Léa-Morgane, élève au lycée Gervile Réache de Basse-Terre, en Guadeloupe, nous donne son avis sur le roman de Patrice Franceschi.

S’il n’en reste qu’une un titre simple, qui ne prend son sens qu’à la fin du livre.

Cette œuvre de Patrice Franceschi, écrivain-aventurier français, suit une journaliste australienne, Rachel Casanova, que le Sydney Match, célèbre journal australien, envoie en Syrie sur les traces des combattantes kurdes unies contre Daech.

Rachel, qui n’est pas très emballée par l’idée au départ, nourrit au fil des pages un intérêt grandissant pour deux femmes combattantes en particulier ; Tékochine et Gullistan figures légendaires mortes mystérieusement lors d’une bataille en 2019. Lors de son enquête, elle rencontre nombre de personnages avec qui des liens se créent, des personnages importants, des dirigeants, tous lui font part de leurs expériences et de la relation qu’ils avaient avec ces deux femmes. Notamment sa rencontre avec « La femme qui ne sourit jamais », Bérivan Kobané, une ancienne Yapaja mais aussi l’ancienne coprésidente du canton de Kobané, vivant à Erbil.

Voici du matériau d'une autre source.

PR #1304, opened 2026-03-17
[Feature] ControllerAPI Low Frequency Topics

TomaszTB:
Add low frequency output topics to the ControllerAPI. Each controller output now has two topics: a normal unthrottled topic and a throttled low frequency topic. 

The low frequency topics are simply the normal topic with `/lf` appended. For example, the normal topic
`/ihmc/alex/humanoid_control/output/footstep_queue_status`
has its low frequency alternative as 
`/ihmc/alex/humanoid_control/output/footstep_queue_status/lf`. 

Currently I set an arbitrary publish frequency limit to 50hz (matching RCD publish frequency). Let me know if you'd like to see a different number/have it parametrized somehow.

Tested this on the robot using the shakeout behavior, a tiny bit of continuous hiking, and control ring walking.

### DIFF
--- a/ihmc-common-walking-control-modules/src/main/java/us/ihmc/commonWalkingControlModules/controllerAPI/input/ControllerNetworkSubscriber.java
+++ b/ihmc-common-walking-control-modules/src/main/java/us/ihmc/commonWalkingControlModules/controllerAPI/input/ControllerNetworkSubscriber.java
@@ -4,6 +4,7 @@ import controller_msgs.msg.dds.InvalidPacketNotificationPacket;
 import ihmc_common_msgs.msg.dds.MessageCollection;
 import ihmc_common_msgs.msg.dds.MessageCollectionNotification;
 import us.ihmc.commonWalkingControlModules.controllerAPI.input.MessageCollector.MessageIDExtractor;
+import us.ihmc.commons.thread.Throttler;
 import us.ihmc.communication.controllerAPI.CommandInputManager;
 import us.ihmc.communication.controllerAPI.ControllerAPI;
 import us.ihmc.communication.controllerAPI.MessageUnpackingTools.MessageUnpacker;
@@ -34,6 +35,7 @@ import java.util.concurrent.atomic.AtomicReference;
  */
 public class ControllerNetworkSubscriber
 {
+   private static final double LOW_FREQUENCY_PUBLISH_RATE = 50.0;
    private static final boolean DEBUG = false;
 
    /** The input API to which the received messages should be submitted. */
@@ -58,6 +60,7 @@ public class ControllerNetworkSubscriber
     * communication thread.
     */
    private final Map<Class<? extends Settable<?>>, ROS2Publisher<?>> statusMessagePublisherMap = new HashMap<>();
+   private final Map<Class<? extends Settable<?>>, ThrottledROS2Publisher<?>> lowFrequencyStatusMessagePublisherMap = new HashMap<>();
 
    private final ROS2Node ros2Node;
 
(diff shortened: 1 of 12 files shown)


ihmc-common-walking-control-modules/src/main/java/us/ihmc/commonWalkingControlModules/controllerAPI/input/ControllerNetworkSubscriber.java
```diff
@@ -34,6 +35,7 @@
  */
 public class ControllerNetworkSubscriber
 {
+   private static final double LOW_FREQUENCY_PUBLISH_RATE = 50.0;
```
ds58, line 38: Can we make it 30.0 and if required, increase it?

ds58 (approved):

ihmc-common-walking-control-modules/src/main/java/us/ihmc/commonWalkingControlModules/controllerAPI/input/ControllerNetworkSubscriber.java
TomaszTB: Sure. I've also considered going 10th of controller frequency, which would be 33hz. We use that for some other stuff.. I don't remember what though. Could that be better?

calvertdw: would prefer 50

calvertdw: but idc too much

calvertdw: im not sure about interactions of things if you go too low. code shouldn't care but sometimes it does

PotatoPeeler3000: 50 please

PotatoPeeler3000 (approved):

LuigiPenco93 (approved):

ihmc-common-walking-control-modules/src/main/java/us/ihmc/commonWalkingControlModules/highLevelHumanoidControl/plugin/HumanoidSteppingPluginFactory.java
```diff
@@ -39,7 +39,7 @@ public interface HumanoidSteppingPluginFactory extends HighLevelHumanoidControll
 
    default void createStepGeneratorNetworkSubscriber(String robotName, RealtimeROS2Node realtimeROS2Node)
    {
-      ROS2Topic<?> baseTopic = ControllerAPI.getBaseTopic(HumanoidControllerAPI.HUMANOID_CONTROL_MODULE_NAME, robotName);
+      ROS2Topic<?> baseTopic = HumanoidControllerAPI.getBaseTopic(robotName);
```
stefanfasano, line 42: are these changes equivalent? just wanna make sure this doesn't break any CSG ros stuff. If they are not, there are some publishers that interface with this that will need to be changed to maintain compatibility

stefanfasano: looks like they are the same

stefanfasano (approved):

ihmc-common-walking-control-modules/src/main/java/us/ihmc/commonWalkingControlModules/highLevelHumanoidControl/plugin/HumanoidSteppingPluginFactory.java
TomaszTB: Yup, I made sure they're equivalent. We should use HumanoidControllerAPI if we're accessing humanoid topics. Makes it easier to find where we use what topics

Au fur et à mesure que le lecteur avance dans sa lecture du roman, il apprend à connaître ces mystérieuses soldates qui se sont battues pour la liberté, il arrive facilement à se mettre dans la peau de la journaliste, il devient aussi curieux qu’elle.

L’auteur a réussi à le transporter en Syrie, il a fait de lui un journaliste obsédé par son enquête et qui se noie dans sa curiosité. Par des mots simples, il présente les problèmes de la société syrienne ; les inégalités, le racisme, le sexisme entre autres. Par exemple, il est précisé que les femmes avant d’être tuées, se faisaient violer par plusieurs hommes de Daech. Il s’agissait des conditions de reddition particulièrement blessantes lors des combats.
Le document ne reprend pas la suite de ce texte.